CHALLENGES PART 2: OVERVIEW OF WATER QUALITY
The quality of water distributed has become an increasingly serious issue as scientific evidence mounts about the negative impact on both wildlife and humans of pollutants released into the Greater Everglades due to human land use practices. Of all the challenges discussed, these may be the most difficult and costly to meet.

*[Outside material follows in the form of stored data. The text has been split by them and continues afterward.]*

PR #3731, opened 2023-05-25
Fix navigation

### LINKED ISSUE #3730: Breadcrumb restructure
**Problem**

As part of #3704 which introduce policy violation details which will be represented as `Applications > helmRelease/kustomization > violation` , this approach is not doable using the current structure of the breadcrumb as it's a static Routes .
**Solution**

Passing `path` prop to Breadcrumb component which will be set in the page would solve this issue , this will require to restructure the Layout a little bit and changes will be targets all the parent component which defines `Page`

TheGostKasper:
Closes #3730 

**What changed?**
Breadcrumb component now display the `path` as a prop and this value is passed down from the `Page` component 

**Why was this change made?**
This PR provide the ability to create chained routes in the Breadcrumb not just a static ones 

https://github.com/weaveworks/weave-gitops/assets/4614360/a7cc5850-18c5-4d82-adf5-cd185cb11164


jpellizzari:
@TheGostKasper The video isn't working for me

jpellizzari (approved):
Pulled the branch down and LGTM, although if there are any UI changes, images would be helpful.

TheGostKasper:
@jpellizzari i'll record a video once i finish the unit test :ok_hand:

ui/components/Logo.tsx
```diff
@@ -41,8 +41,9 @@ export default styled(Logo)`
     width: auto;
     height: 32px;
   }
-  padding-left: 20px;
+  padding-left: 12px;
```
joshri, line 44: I'm not sure that this is what we want - check out the comparison:
main:
image
this branch:
image

ui/components/Logo.tsx
```diff
@@ -41,8 +41,9 @@ export default styled(Logo)`
...
+  height: 65px;
   //nav width: 200px - space btwn nav and content: 24px - content padding: 24px. All together 248px - 20 for left padding to line up with detail page titles.
```
joshri, line 46: I care less about the alignment of the breadcrumbs, more about the logo padding, but I think this comment should be removed since it's not relevant anymore

ui/components/UserSettings.tsx
```diff
@@ -108,7 +108,7 @@ function UserSettings({ className, darkModeEnabled = true }: Props) {
 }
 
 export default styled(UserSettings)`
-  padding-right: ${(props) => props.theme.spacing.small};
+  // padding-right: ${(props) => props.theme.spacing.small};
```
joshri, line 111: Should this be removed?

joshri (commented):
Looks good - adding the logo left padding back in would make me happy <|:^)

ui/components/Logo.tsx
TheGostKasper: ah i see, setting it to `12px` center the logo to the Nav container not align it to just icons and it's equivalent to `margin:auto`
but with `margin` it flinches due to the change in `width > margin ` when i collapse so i went for `12px` 
specially when it's collapsed
- with `20px`
image

- with `12px`
image

TheGostKasper:
@joshri we can continue the discussion later on .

The ecology of the Everglades evolved as a nutrient restricted system and can only thrive on very low concentrations of phosphorus and sulfates in its natural water supply.
- Nutrients such as phosphorus released from the agricultural areas near Lake Okeechobee can enter the Everglades National Park far to the south dramatically changing patterns of flora and fauna.
- Sulfur can also pollute the system since even seemingly moderate levels of sulfides are toxic to plants.
Native species such as sawgrass are three times more sensitive to sulfides than are their invasive competitors, cattails, which in some areas have changed the whole character of the ecosystem. [7] - Even more disturbing, sulfates released by canals in the Everglades Agricultural Area can increase the production of Methyl Mercury (See Sulfur and Mercury), which enters the food chain, particularly fish, further to the south and can accumulate to dangerous levels to humans and wildlife, which eat fish.
Mercury contamination led the state of Florida to restrict consumption of nine species of fish in roughly 2 million acres of the Everglades. [8] Of all the challenges discussed, these may be the most difficult and costly to meet.